There are occasional flashbacks in which the narrator recalls her absent sister and her family, her dead uncle in Hong Kong, and her lover, Laurie, who had accompanied her on her previous trip to Japan. She recalls the story she was told many times as a child of the love affair her uncle had as a young man, but when she asks her family about it, neither her sister nor her mother remember the story.

At times, the mother does not participate fully in the daughter's plans. She waits outside a gallery while her daughter goes in, and she does not bring hiking boots, so that she cannot go on a mountain walk. Rather than changing plans, the daughter travels by train to a nearby town then does the walk back towards her mother.

At one point, the mother disappears. When the daughter asks the innkeeper about her mother's whereabouts, the innkeeper claims that the daughter was staying alone. "When my mother finally appeared, she might as well have been an apparition. She came with her puffer jacket zipped up to her chin, and in the cold night air her breath came out in a little cloud, like a small departing spirit" (p. 90).

== Reception ==

=== Reviews ===
Cold Enough for Snow was generally well received by critics, including starred reviews from Kirkus Reviews, who called it "a beautifully observed book, written in precise, elegant prose that contains a wealth of deep feeling."

In a highly positive review, Tobias Grey, writing for The New York Times Book Review, noted, "Au's novel, written without any chapter breaks, deftly uses stream of consciousness to explore the legacy of inherited family traits and the difficulty of breaking away." Grey compared "the way that Au injects matter-of-fact descriptions with existential angst" to "Albert Camus." Claire Messud of Harper's Magazine similarly discussed the Au's writing style and the impact of that style: "The tenor of the narration is hardly effusive. Yet the effect is of the gentle quiet of snowfall, rather than the lethal frigidity of an icicle ... Au's is a book of deceptive simplicity, weaving profound questions of identity and ontology into the fabric of quotidian banality ... Not much happens in Au's novel...but nonetheless, significant emotions, memories, and thoughts are meaningfully conveyed. What matters, the novel reassures us, is constantly imbricated with the everyday, just as alienation and tender care can coexist in the same moment." Financial Times's Baya Simons said, "Au's prose is precise and finely grained ... This makes the occasional imprecision — an unexplained switch in subject, a simile that doesn't land — feel deflating, disillusioning even. Furthermore, her close narration style and a lack of dialogue give rise to a sense of claustrophobia: what is not being said?" The Sydney Morning Herald's Declan Fry wrote, "One of the novella's neat turns lies in how precisely and matter-of-factly it narrates events that are – as we come to realise – anything but ... There is the sense, too, that as Au cultivates her own voice – one that could belong to no one else; a voice she seems so far to have withheld from us, if not herself – we will see the full emergence of her talent."

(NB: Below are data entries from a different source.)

PR #401, opened 2016-04-27
Enforce dirichlet bounds

longouyang:
Currently, `dirichletSample` can return values that are outside the support, e.g., `[0,1]`. This happens because `dirichletSample` works by sampling n Gammas and normalizing. Gamma sampling might underflow; we actually catch this inside `gammaSample` and replace 0 with `Number.MIN_VALUE`, but this isn't enough because those values get further divided when we normalize, so they become 0 again.

This PR corrects for underflow.

A couple remarks:

1. We currently don't work hard to ensure that Dirichlet samples sum to 1 and this PR continues that "tradition" (e.g., here, we correct `[0, 0, 1]` to `[ϵ, ϵ, 1-2ϵ]` but we don't correct `[0, 0.5, 0.5]` to `[ϵ, 0.5-ϵ/2, 0.5-ϵ/2]`).
2. We could further mitigate gamma underflow by switching to `expGammaSample` (a [la my proposal from a few months ago](https://github.com/probmods/webppl/pull/277#issuecomment-165332720)) but some informal testing suggested that this doesn't result in the right marginals for `dirichletDriftERP`, so I'll need to investigate more before switching.

### DIFF
--- a/src/erp.ad.js
+++ b/src/erp.ad.js
@@ -324,7 +324,7 @@ var cauchy = makeErpType({
 function sum(xs) {
   'use ad';
   return xs.reduce(function(a, b) { return a + b; }, 0);
-};
+}
 
 
 var discrete = makeErpType({
@@ -716,19 +716,33 @@ var poisson = makeErpType({
   }
 });
 
-
 function dirichletSample(alpha) {
+  var n = alpha.length;
+
   var ssum = 0;
   var theta = [];
   var t;
-  for (var i = 0; i < alpha.length; i++) {
+  for (var i = 0; i < n; i++) {
     t = gammaSample(alpha[i], 1);
     theta[i] = t;
     ssum = ssum + t;
   }
-  for (var j = 0; j < theta.length; j++) {
+
+  var numUnderflowCorrections = 0;
+  for (var j = 0; j < n; j++) {
     theta[j] /= ssum;
+    if (theta[j] === 0) {
+      theta[j] = Number.EPSILON;
+      numUnderflowCorrections += 1;
+    }
   }
+
+  for (var k = 0; k < n; k++) {
+    if (theta[k] === 1) {
+      theta[k] -= Number.EPSILON * numUnderflowCorrections;
+    }
+  }
+
   return theta;
 }
 
--- a/src/erp.ad.js
+++ b/src/erp.ad.js
@@ -150,8 +150,8 @@ function makeErpType(options) {
   // output of `console.log` when it's called on an ERP that uses the
   // default constructor.
   var erp = _.has(options, 'constructor') ?
-        options.constructor :
-        function(params) { this.params = params; };
+      options.constructor :
+      function(params) { this.params = params; };
 
   erp.prototype = Object.create(options.parent.prototype);
   erp.prototype.constructor = erp;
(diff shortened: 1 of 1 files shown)


stuhlmueller:
> We currently don't work hard to ensure that Dirichlet samples sum to 1 and this PR continues that "tradition" (e.g., here, we correct `[0, 0, 1]` to `[ϵ, ϵ, 1-2ϵ]` but we don't correct `[0, 0.5, 0.5]` to `[ϵ, 0.5-ϵ/2, 0.5-ϵ/2]`).

- In the case where we do have underflow corrections, can't we count the number of Dirichlet values `n` that are greater than (say) `ϵ * numUnderflowCorrections` and correct each such value by
`- ϵ * numUnderflowCorrections/n`? We can merge the PR as it is, but unless there are obstacles I don't see, this could be a worthwhile change. 

- Is there a test case you could add that reliably fails with the current system and succeeds with your fix?

- It would be good if the PR didn't include unrelated whitespace changes. They make it more difficult to see the actual changes. Don't worry if it's difficult to revert—I'm mainly pointing it out for future PRs.

longouyang:
Doing corrections in the way you suggest runs into subtle problems, as subtracting off fractional multiples of ϵ can misbehave due to floating point issues, e.g., `1 - (5/6*ϵ) == 1 - ϵ` and `1 - (1/6*ϵ) == 1`.

stuhlmueller:
Ok, then let's stick with the mechanism in the PR.

longouyang:
It just occurred to me that we could use a little math to mitigate this issue, e.g., use `(6 - 5ϵ)/6` instead of `1 - (5/6)ϵ`. I'll do some checking -- if this is sufficiently robust, I'll use it. If not, I'll ask you to merge the PR.

longouyang:
Latest thoughts:

- Can we keep this PR only responsible for underflow / overflow catching and leave normalization to another PR?
- Our test framework (*`test-samplers.js`*) currently assumes that support elements are real numbers and so doesn't play well with Dirichlet. Can we leave testing to another PR as well?

stuhlmueller:
The new version that only replaces 0/1 with 0/1-epsilon looks pretty uncontroversial to me, so I'll just go ahead and merge it.

null-a:
I'm not sure this is a big deal, but is there a reason we bump zeros to `Number.EPSILON` (`2.2e-16`) rather than `Number.MIN_VALUE` (`5e-324`)?

(Likewise for ones, though `1-Number.EPSILON` is closer to the next smallest representable float from `1` I think.)

longouyang:
This was to keep things symmetric. `1-Number.MIN_VALUE` is just `1`.

I just did some tests and it looks like the smallest number we can subtract from 1 is `0.5*Number.EPSILON`

So we could change the bounds to `[ϵ/2,1-ϵ/2]`

null-a:
> This was to keep things symmetric.

How come? I think I would have tried to bump to the nearest number representable in fp. (Which is `1-Number.EPSILON/2` for the upper bound as you mention, and `Number.MIN_VALUE` for the lower bound of course.)

longouyang:
I think this was influenced by my earlier fix for Beta, e.g., suppose the Dirichlet sampler returns `[0,1]` --  using symmetric bounds means that the sample still sums to 1, which isn't true if we let the lower bound go to `Number.MIN_VALUE`.

Of course, this doesn't work if the size of the Dirichlet isn't 2 and we've also punted on the summing-to-1 issue.

null-a:
> using symmetric bounds means that the sample still sums to 1

Gotcha, thanks!

Making sure the sample _always_ sums to one sounds tricky, iirc fp addition isn't even associative...

PR #412, opened 2016-05-04
Rename ERP -> Dist.

### LINKED ISSUE #400: Replace "ERP" terminology with "distribution"
Based on the discussion in #393, let's call the distribution objects just "distributions" (shortened to `dist` for use in places where we currently use `erp`; the base class `ERP` would become `Distribution`). We should also use capital letters to indicate distribution types (`gaussianERP` -> `Gaussian`).

null-a:
This PR renames `ERP` -> `Dist` etc. (see #400) throughout nearly the entire code base. The only remaining references to 'ERP' are in `src/analysis`.

I tried to not sneak any other changes in on this PR, however there are a few places where something other than the straight-forward rename happens:

* The file `erp.ad.js` is now `dists.ad.js`. I pluralized it so that when it's imported as `dists` we can use `dist` as a function arg without shadowing the import.
* In `caching.js` I choose a new name for a variable and tweaked the wording of a comment.
* `webppl` programs which return a marginal distribution now output something like the following when running under node:

```
* Program return value:

Marginal:
    1 : 0.375
    2 : 0.375
    0 : 0.125
    3 : 0.125
```

(Previously 'Marginal' was 'ERP'.)

Closes #400.


stuhlmueller:
Looking over the rewritten examples, I think [your comment](https://github.com/probmods/webppl/pull/393#issuecomment-210605915) that people might write (for example) `sample(bernoulli({p: .5}))` instead of `sample(Bernoulli({p: .5}))` does highlight a real concern. Do we have error messages that make such errors reasonably easy to debug? This could be important to have before we merge the PR, so that the process of converting existing models to the new style will be a little less painful for users.

null-a:
> Do we have error messages that make such errors reasonably easy to debug?

No. I've started #413 for this.

PR #1, opened 2020-10-08
Creating Datamodel Tree

PaulHuwe:
Issue RCAL-33

### DIFF
--- a/romancal/datamodels/schemas/core.schema.yaml
+++ b/romancal/datamodels/schemas/core.schema.yaml
@@ -1,0 +1,109 @@
+%YAML 1.1
+---
+$schema: "http://stsci.edu/schemas/fits-schema/fits-schema"
+id: "http://stsci.edu/schemas/roman_datamodel/core.schema"
+type: object
+properties:
+  meta:
+    type: object
+    properties:
+      filename:
+        title: Name of the file
+        type: string
+      model_type:
+        title: Type of data model
+        type: string
+      telescope:
+        title: Telescope used to acquire the data
+        type: string
+      exposure:
+        title: Exposure parameters
+        type: object
+        properties:
+          type:
+            title: Type of data in the exposure
+            type: string
+            enum:
+              # Wide Field Imager
+             [WFI_CORON, WFI_DARK, WFI_FLAT, WFI_FOCUS,  WFI_IMAGE, WFI_WFSS,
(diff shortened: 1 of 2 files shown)


dmggh:
I'm not sure what I should be seeing here - a directory with 2 files of size 0 ?

PaulHuwe:
Yeah, that's all it is.. Nadia asked me to put the structure in. If doing this alone is too simple, I can undo the PR and wait until I have files completed to do it.

dmggh:
This may be a minor point, but in jwst there are :


jwst/datamodels/schemas/core.schema.yaml

jwst/datamodels/schemas/referencefile.schema.yaml


There is no:

jwst/datamodels/schemas/reference_files


Was there a decision to have all of the reference file schemas in their own directory ? I think it's probably a good idea.

________________________________

nden:
@dmggh Yes, there was a decision to split the schemas for reference files in a separate directory. Also for jwst.
@PaulHuwe If you have the files ready add them to this PR. Add them even if they are not complete so we can look at them and comment.

ddavis-stsci:
Here are the proposed initial metadata from INS for the flat ref file,
'Detector'; 'WFI01'
'Instrument':  'WFI'
'Description': 'Flat reference file'
'Author': 'Detector Lab'
'Date': ' '
'Useafter': ' '
'Origin':  'STScI'
'Filetype': 'ASDF'
'Reftype': 'Flat'
'Telescope': 'Roman'
'Pedigree': ''
'History': 'A novel is needed'
and these should be in the initial three schemas.

PaulHuwe:
Initial core schema file with Nadia's suggestion's have been added. I will address Dave's comments in the references file.

PaulHuwe:
I did not include filetype, as we are only working with ASDF now. I can put that back in, if desired.

romancal/datamodels/schemas/core.schema.yaml
```diff
@@ -0,0 +1,109 @@
+%YAML 1.1
+---
+$schema: "http://stsci.edu/schemas/fits-schema/fits-schema"
```
nden, line 3: This line is not necessary any more.

nden (commented):
Looks good to me. Only need to remove 
`$schema: "http://stsci.edu/schemas/fits-schema/fits-schema"`

nden:
I suggest we merge this now and include improvements later. This will allow periwinkle to use the datamodels subpackage for further development.

ddavis-stsci (approved):

ddavis-stsci:
Merging PR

Publishers Weekly provided a mixed review, saying, "Some readers will find their patience tried by the vague Tokyo episodes, but Au exquisitely conjures the family's nebulous past, and is at her best when folding in the perspectives of other family members. Once this probing and surprising text catches hold, it leaves the reader with lingering questions." The Irish Times also proffered a mixed review, saying, Cold Enough for Snow is a strange, slim volume, written in gentle, sometimes graceful, prose ... there's a sadistic aspect to [the main] character, and her diligent perfectionism proves wearisome ... Generally, with such an unreliable narrator, a reader is at least fascinated by their perspective, or the story itself. Unfortunately, although this character's mixture of heightened self-awareness and total obliviousness is curious, it's never quite interesting enough to carry the non-events of the book. Often she's trite to the point of cliche ... In spite of moments of beauty, what can most truthfully be said of Cold Enough for Snow is that it is inoffensive. It will suit some readers ... while quickly leaving the minds of others. Although it improved upon rereading, in the end it was so understated that it left me unsure as to whether Jessica Au's writing was subtle to the point of genius, or just a little dull.

=== Awards and honors ===
The New Yorker included Cold Enough for Snow in their list of the best books of 2022. The Guardian included it on their list of the 25 best Australian books of 2022. InDaily named it one of the best eight books of 2022.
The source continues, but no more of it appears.